Task
Reproduce each line of the data exactly as it is.

Records for processing
PR #3325, opened 2026-06-28
docs(multitable): T9-W Tier 3 (U-3) un-create design-lock (PROPOSED)

zensgit:
**Docs-only design-lock (PROPOSED).** Unblocks the umbrella lock's `🔒 U-3 (HOLD) Tier 3 un-create — until a separate destructive-delete sign-off`. **No runtime here.**

### What Tier 3 is
Config-restore is **revision-scoped**; `classifyRevert` routes every `create`-action revision to `gated` → execute 422 today. Tier 3 turns "revert a `create` revision" into a real **un-create** (drop the entity that revision created), behind a new default-off flag. **Per-revision, not PIT-bulk** — no config-at-T reconstruction (that's the deferred config-reset). Inverse of Tier 4 (undelete), so this sets up Tier 4.

**Premise verified:** forward creates record `action:'create'` rows (field `9672`/`fieldCreateDiff`, view `10445`/`11170`/`configCreateDiff`) with `before=null`, `after={full config}` — so there's a real row to revert.

### v1 surface — LOCKED NARROW
IN: a single `create` revision for `field` or `view` only. OUT (each separate): `delete`→undelete (Tier 4), permission create/delete (permission-revert, held), `sheet_config` create, bulk/PIT config-reset, cross-base, FE.

### The five merge-bar findings → locks
- **[P1] absorb #3323 + rebase** → runtime gate ②; inherits the schema-only/lossless Tier-2 wording (no "Tier 2 lossy" revived).
- **[P1] narrow v1** → v1 surface + U3-L1 (field:create + view:create only).
- **[P1] real field delete sink** → U3-L2 (reuse `DELETE /fields/:fieldId`'s full cascade — meta_fields + auto-number seq + meta_links + strip column from `meta_records.data` + reorder trailing fields + clean referencing view configs, one `batchId`; extract a txn-parameterized `dropFieldCascade`/`dropViewCascade` shared with the forward route, behavior-preserving).
- **[P1] data-loss + no-oracle** → U3-L5 (**undisclosed, no counts** — a per-cell/row count leaks row existence under read-deny; first load-bearing U-L8 use in T9-W).
- **[P2] preview identity binds the deletion plan** → U3-L4 (the existing `driftConflict` false-409s on a benign post-create rename and `baselineHash` can't see new view refs / new column data → purpose-built **plan digest**: entity-alive + cascade set + column-data marker; execute re-enumerates, 409 on drift).

### Awaiting ratification
Three owner OKs gate runtime: the undisclosed no-oracle choice (U3-L5), the hard-drop/no-undo recoverability statement (U3-L7), and the shared-delete-helper refactor that touches the forward route (U3-L2). Plus #3323 merged/rebased, and no live parallel T9-W runtime session.


zensgit:
**Amended per your REQUEST CHANGES — U3-L4 oracle leak fixed.**

The blocking finding is resolved. U3-L4 no longer binds any raw plan field into the client-decodable JWT or the preview response:
- The drift control is now a **single opaque `planHash`**. The raw cascade set / order-shift set / column-data-presence marker are **server-side-only inputs** to the digest — never claims, never response fields.
- **HMAC-keyed, not plain sha256**: I locked HMAC-with-server-secret specifically because the presence marker is ~1 bit, so a plain `sha256` (the existing `baselineHash` style) in a decodable token would let a client hash both possibilities and confirm whether the hidden column has data. HMAC closes that.
- Execute recomputes server-side and returns **one generic `PLAN_DRIFT`** — no sub-reason differentiating new-view-ref / new-column-data / cascade-changed / entity-gone (a sub-reason is itself an oracle).
- `planHash` **excludes cosmetic config** (e.g. `name`), so a benign post-create rename does not false-409; the un-create path does not apply the existing `baselineHash`/`driftConflict` 409.

Test matrix updated: plan-drift cases all assert the same `PLAN_DRIFT`; added a **token/response-opacity** golden (decode the JWT + inspect the response → assert only the opaque `planHash`, no raw plan fields/counts).

**Sequencing accepted**: merge order locked as #3323 → rebase #3325 → merge #3325 (runtime gate ②). The other three owner decisions (undisclosed/no-counts, hard-drop/no-undo, sanctioned shared-helper extract with forward-delete behavior pinned) are recorded as accepted.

Answer to this exercise
PR #3325, opened 2026-06-28
docs(multitable): T9-W Tier 3 (U-3) un-create design-lock (PROPOSED)

zensgit:
**Docs-only design-lock (PROPOSED).** Unblocks the umbrella lock's `🔒 U-3 (HOLD) Tier 3 un-create — until a separate destructive-delete sign-off`. **No runtime here.**

### What Tier 3 is
Config-restore is **revision-scoped**; `classifyRevert` routes every `create`-action revision to `gated` → execute 422 today. Tier 3 turns "revert a `create` revision" into a real **un-create** (drop the entity that revision created), behind a new default-off flag. **Per-revision, not PIT-bulk** — no config-at-T reconstruction (that's the deferred config-reset). Inverse of Tier 4 (undelete), so this sets up Tier 4.

**Premise verified:** forward creates record `action:'create'` rows (field `9672`/`fieldCreateDiff`, view `10445`/`11170`/`configCreateDiff`) with `before=null`, `after={full config}` — so there's a real row to revert.

### v1 surface — LOCKED NARROW
IN: a single `create` revision for `field` or `view` only. OUT (each separate): `delete`→undelete (Tier 4), permission create/delete (permission-revert, held), `sheet_config` create, bulk/PIT config-reset, cross-base, FE.

### The five merge-bar findings → locks
- **[P1] absorb #3323 + rebase** → runtime gate ②; inherits the schema-only/lossless Tier-2 wording (no "Tier 2 lossy" revived).
- **[P1] narrow v1** → v1 surface + U3-L1 (field:create + view:create only).
- **[P1] real field delete sink** → U3-L2 (reuse `DELETE /fields/:fieldId`'s full cascade — meta_fields + auto-number seq + meta_links + strip column from `meta_records.data` + reorder trailing fields + clean referencing view configs, one `batchId`; extract a txn-parameterized `dropFieldCascade`/`dropViewCascade` shared with the forward route, behavior-preserving).
- **[P1] data-loss + no-oracle** → U3-L5 (**undisclosed, no counts** — a per-cell/row count leaks row existence under read-deny; first load-bearing U-L8 use in T9-W).
- **[P2] preview identity binds the deletion plan** → U3-L4 (the existing `driftConflict` false-409s on a benign post-create rename and `baselineHash` can't see new view refs / new column data → purpose-built **plan digest**: entity-alive + cascade set + column-data marker; execute re-enumerates, 409 on drift).

### Awaiting ratification
Three owner OKs gate runtime: the undisclosed no-oracle choice (U3-L5), the hard-drop/no-undo recoverability statement (U3-L7), and the shared-delete-helper refactor that touches the forward route (U3-L2). Plus #3323 merged/rebased, and no live parallel T9-W runtime session.


zensgit:
**Amended per your REQUEST CHANGES — U3-L4 oracle leak fixed.**

The blocking finding is resolved. U3-L4 no longer binds any raw plan field into the client-decodable JWT or the preview response:
- The drift control is now a **single opaque `planHash`**. The raw cascade set / order-shift set / column-data-presence marker are **server-side-only inputs** to the digest — never claims, never response fields.
- **HMAC-keyed, not plain sha256**: I locked HMAC-with-server-secret specifically because the presence marker is ~1 bit, so a plain `sha256` (the existing `baselineHash` style) in a decodable token would let a client hash both possibilities and confirm whether the hidden column has data. HMAC closes that.
- Execute recomputes server-side and returns **one generic `PLAN_DRIFT`** — no sub-reason differentiating new-view-ref / new-column-data / cascade-changed / entity-gone (a sub-reason is itself an oracle).
- `planHash` **excludes cosmetic config** (e.g. `name`), so a benign post-create rename does not false-409; the un-create path does not apply the existing `baselineHash`/`driftConflict` 409.

Test matrix updated: plan-drift cases all assert the same `PLAN_DRIFT`; added a **token/response-opacity** golden (decode the JWT + inspect the response → assert only the opaque `planHash`, no raw plan fields/counts).

**Sequencing accepted**: merge order locked as #3323 → rebase #3325 → merge #3325 (runtime gate ②). The other three owner decisions (undisclosed/no-counts, hard-drop/no-undo, sanctioned shared-helper extract with forward-delete behavior pinned) are recorded as accepted.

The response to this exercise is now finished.